▸ **TASK DIRECTIONS**: Report every line of the records below that includes the string "request".

▸ **SOURCE MATERIAL**:
PR #2433, opened 2021-12-02
Respect DataType in insertNewBefore

mfuerni:
`ReferenceHelper::insertNewBefore` copies data from one cell to another when adding/removing rows or columns.
It now also respects the data type set for that cell and does not use value binder again.

This is:

```
- [x] a bugfix
- [ ] a new feature
```

Checklist:

- [x] Code style is respected

When inserting or removing new rows, the data type of a cell is currently not respected. This can lead to wrong data e.g. in cells of type string, that are interpreted as number by using `Cell::setValue`.


oleibman:
Can you add unit test(s) which (a) would not have worked as desired before your change and (b) will work as desired with it.

mfuerni:
> Can you add unit test(s) which (a) would not have worked as desired before your change and (b) will work as desired with it.

I added a simple test, is that enough?
Hope I did it in the right way.

oleibman:

PR #2466, opened 2021-12-26
Allow for any version of psr/simple-cache

tacman:
This is:

```
- [ X ] a bugfix
```

Checklist:

- [ ] Code style is respected

This package should support the latest versions of the cache dependency.


oleibman:
Not possible till we no longer need to support Php7.

ruudk:
Wouldn't it be better to drop support for PHP 7 altogether? PHP 7.3 is EOL and PHP 7.4 is Security Support only.

PR #2485, opened 2022-01-04
Handle Explicit "Date" Type for Cell

### LINKED ISSUE #2373: PhpOffice\PhpSpreadsheet\Exception: Invalid datatype: d
Hello

I am using v1.19.0
I am openning an existing Xlsx file and I want to write something in a new sheet

The following error occurs:
```
type: PhpOffice\PhpSpreadsheet\Exception
file: /opt/PhpSpreadsheet/src/PhpSpreadsheet/Cell/Cell.php
line: 233
message: Invalid datatype: d
trace: 
#0 /opt/PhpSpreadsheet/src/PhpSpreadsheet/Reader/Xlsx.php(828): PhpOffice\PhpSpreadsheet\Cell\Cell->setValueExplicit('2021-03-29', 'd')
#1 myscript.php(xxx): PhpOffice\PhpSpreadsheet\Reader\Xlsx->load('...')
```

I can share the file in private

oleibman:
Fix #2373. Excel can handle DateTime/Date/Time as a string if the datatype of the cell is set to "d". The string is, apparently, supposed to follow the ISO8601 spec. Openpyxl can be configured to generate a file with such values, so I've added support and set up unit tests. Excel, naturally, converts such a string input into its numeric representation of the date/time stamp. So will PhpSpreadsheet, so a call to setValueExplicit specifying Date format will actually see the cell wind up with Numeric format - there is no way (and no reason) for the Date type to 'stick'.

This is:

```
- [x] a bugfix
- [ ] a new feature
```

Checklist:

- [x] Code style is respected


oleibman:
No plans to address Scrutinizer "complexity" problem. Added a new datatype that requires processing; some additional complexity is to be expected.

PR #2487, opened 2022-01-06
Refinement for XIRR

### LINKED ISSUE #2469: XIRR financial function not calculating as in Excel
This is:

```
- [X] a bug report
- [ ] a feature request
```

XIRR should be able to return a value -0.6422991 for this simple use case

XIRR returns #NUM!

```php
<?php

use PhpOffice\PhpSpreadsheet\Calculation\Financial\CashFlow\Variable\NonPeriodic;

require __DIR__."/vendor/autoload.php";

ini_set('memory_limit', '8192M');
ini_set('display_errors', 1);
ini_set('log_errors', true);

$cashFlows = [55600, -51094.83];
$cashFlowDates = ['24/11/2021', '24/12/2021'];

# Excel returns -0.6422991
echo NonPeriodic::rate($cashFlows, $cashFlowDates).PHP_EOL;
```

PhpSpreadsheet 1.20.0 (tested with 1.15 also using pre namespace changes)
PHP 7.4 and 8.0

oleibman:
Fix #2469. The algorithm used for XIRR is known not to converge in some cases, some of which are because the value is legitimately unsolvable; for others, using a different guess might help.

The algorithm uses continual guesses at a rate to hopefully converge on the solution. The code in Python package xirr (https://github.com/tarioch/xirr/) suggests a refinement when this rate falls below -1. Adopting this refinement solves the problem for the data in issue 2469 without any adverse effect on the existing tests. My thanks to @tarioch for that refinement. The Python project cites https://github.com/RayDeCampo/java-xirr as a reference. Thanks also to @RayDeCampo.

The data from 2469 is, of course, added to the test cases. The user also mentions that an initial guess equal to the actual result doesn't converge either. A test is also added to confirm that that case now works.

The test cases are changed to run in the context of a spreadsheet rather than by direct calls to XIRR calculation routine. This revealed some data validation errors which are also cleaned up with this PR. This suggests that other financial tests might benefit from the same change; I will look into that.

This is:

```
- [x] a bugfix
- [ ] a new feature
```

Checklist:

- [x] Code style is respected


blacknell:
Great work. For what it's worth, I re-ran my workflow on my dataset with the fixes and it worked a charm. Previously, I was getting 285 failed convergences out of a total of 7,177 calls to the XIRR method. Now, there are zero.

Furthermore, these were masking an additional 15 failures caused by bad data on my part which I've now been able to fix.

oleibman:
Wonderful, thank you for the confirmation. I hope to be able to merge this by the weekend.

PR #2529, opened 2022-01-26
Reduce memory usage of Cells collection

eigan:
- Store coordinates in 4-byte array
- Cells::getSortedCoordinates() will now not increase memory usage

I have extracted the Cells part of #2228 and done some modifications to it:
- Removed two extra methods (hasAnyCellInRow, getCellsByRow)
- Early return  in Cells::add() to avoid the `sscanf` call when not needed.
- getSortedCoordinates and getCoordinates() is no longer generators. Felt this was an unnecessary breaking change. Besides, it didnt reduce memory usage for me while testing anyway.
- Revert rename of method signature variables $cellCoordinate to $pCoord and $worksheet to $parent.

This is:

```
- [x a bugfix
- [ ] a new feature
```

Checklist:

- [x] Code style is respected

### DIFF
--- a/src/PhpSpreadsheet/Collection/Cells.php
+++ b/src/PhpSpreadsheet/Collection/Cells.php
@@ -45,9 +45,9 @@ class Cells
     private $currentCellIsDirty = false;
 
     /**
-     * An index of existing cells. Booleans indexed by their coordinate.
+     * An index of existing cells. Cells indexed by 4-bytes (64 cells) blocks.
      *
-     * @var bool[]
+     * @var int[][]
      */
     private $index = [];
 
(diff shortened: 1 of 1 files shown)


eigan:
To test these changes did I add some memory logging before and after `createStringTable()` which uses ` Cells::getSortedCoordinates`:

### Before changes
``` 
36.5MB: Make string table  
42.5MB: End make string table 
```

### After changes
```
36.5MB: Make string table  
36.5MB: End make string table 
```

The overall peak memory was reduces with the same amount (6MB).

eigan:
I noticed a side-effect. 

`Cells::getCoordinates(false)` was previously returning in the order the cells was added, now the cells are returned by column, while `Cells::getCoordinates(true)` returns by row (as before).


#### Before
```php
Cells::getCoordinates(false) === ['A1', 'B1', 'C1', 'A2', 'C2', 'C3'];
``` 

#### After
```php
Cells::getCoordinates(false) === ['A1', 'A2', 'B1', 'C1', 'C2', 'C3'];
``` 

While it might not break the contract(?) will it reduce the usefulness of the cache I wanted to create. The cache would hold a number of rows in memory, while the rest was stored on disk. This only works if PHPSpreadsheet handles the cells in the same order as I am working with them (row-by-row).

PR #4440, opened 2025-04-08
copy row

torresmald:
This is:

- [ ] a bugfix
- [ ] a new feature
- [ ] refactoring
- [ ] additional unit tests

Checklist:

- [ ] Code style is respected

### DIFF
--- a/src/PhpSpreadsheet/Worksheet/Worksheet.php
+++ b/src/PhpSpreadsheet/Worksheet/Worksheet.php
@@ -3870,4 +3870,36 @@ class Worksheet
 
         return true;
     }
+
+
+     /**
+      * Copy a row, including style, data and height
+      *
+      * @param int $from row that will be copied
+      * @param int $to row that will receive the copy
+      * @return void
+      */
+      public function copyRow($from, $to) {
+        $this->getRowDimension($to)->setRowHeight($this->getRowDimension($from)->getRowHeight());
+        $fromRowCellIterator = $this->getRowIterator($from,$from)->current()->getCellIterator();
+        try {
+          $fromRowCellIterator->setIterateOnlyExistingCells(true);
+          foreach ($fromRowCellIterator as $fromCellIt) {
+            $fromCoordinates = $fromCellIt->getCoordinate();
+            $toCellCoordinates = $fromCellIt->getColumn().$to;
+            // Cache data as trying to save the cells as variables doesn't work
+            $style = $this->getCell($fromCoordinates)->getStyle();
+            $value = $this->getCell($fromCoordinates)->getValue();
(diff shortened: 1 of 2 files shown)


oleibman:
You can probably clean up the phpcs and php-cs-fixer errors with:
```
composer fix
```

src/PhpSpreadsheet/Worksheet/Worksheet.php
```diff
@@ -3870,4 +3870,36 @@ public function applyStylesFromArray(string $coordinate, array $styleArray): boo
...
+
+     /**
+      * Copy a row, including style, data and height
+      *
+      * @param int $from row that will be copied
+      * @param int $to row that will receive the copy
+      * @return void
+      */
+      public function copyRow($from, $to) {
+        $this->getRowDimension($to)->setRowHeight($this->getRowDimension($from)->getRowHeight());
```
oleibman, line 3883: Let's say you want to copy from row 1, which has cells A1/C1/E1, to row 2 which has cells A2/B2/F2. I think your code will replace A2/C2/E2 but leave B2/F2 unchanged, which is probably not what you want - you need to clear B2/F2.

src/PhpSpreadsheet/Worksheet/Worksheet.php
```diff
@@ -3870,4 +3870,36 @@ public function applyStylesFromArray(string $coordinate, array $styleArray): boo
...
+        $fromRowCellIterator = $this->getRowIterator($from,$from)->current()->getCellIterator();
+        try {
+          $fromRowCellIterator->setIterateOnlyExistingCells(true);
+          foreach ($fromRowCellIterator as $fromCellIt) {
+            $fromCoordinates = $fromCellIt->getCoordinate();
+            $toCellCoordinates = $fromCellIt->getColumn().$to;
+            // Cache data as trying to save the cells as variables doesn't work
+            $style = $this->getCell($fromCoordinates)->getStyle();
+            $value = $this->getCell($fromCoordinates)->getValue();
```
oleibman, line 3892: This might not be right for formulas. Let's say cell K3 has the value 10, and A1 has the value `=1+K3`. In Excel, if I now copy row 1 to row 2, cell A2 will have the value `=1+K4`. This is probably how your method should behave. It can get tricky. Rather than trying to re-invent the wheel, your loop should probably call `copyCells` for each cell that you want to copy. That will (I hope) update the formulas and take care of the styles.

oleibman:
In addition to other comments, you will need to add unit tests to demonstrate that your function works correctly.

oleibman:
According to author, it was unintentional to make this a pull request. Closing.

▸ **EXERCISE OUTPUT**:
- [ ] a feature request
According to author, it was unintentional to make this a pull request. Closing.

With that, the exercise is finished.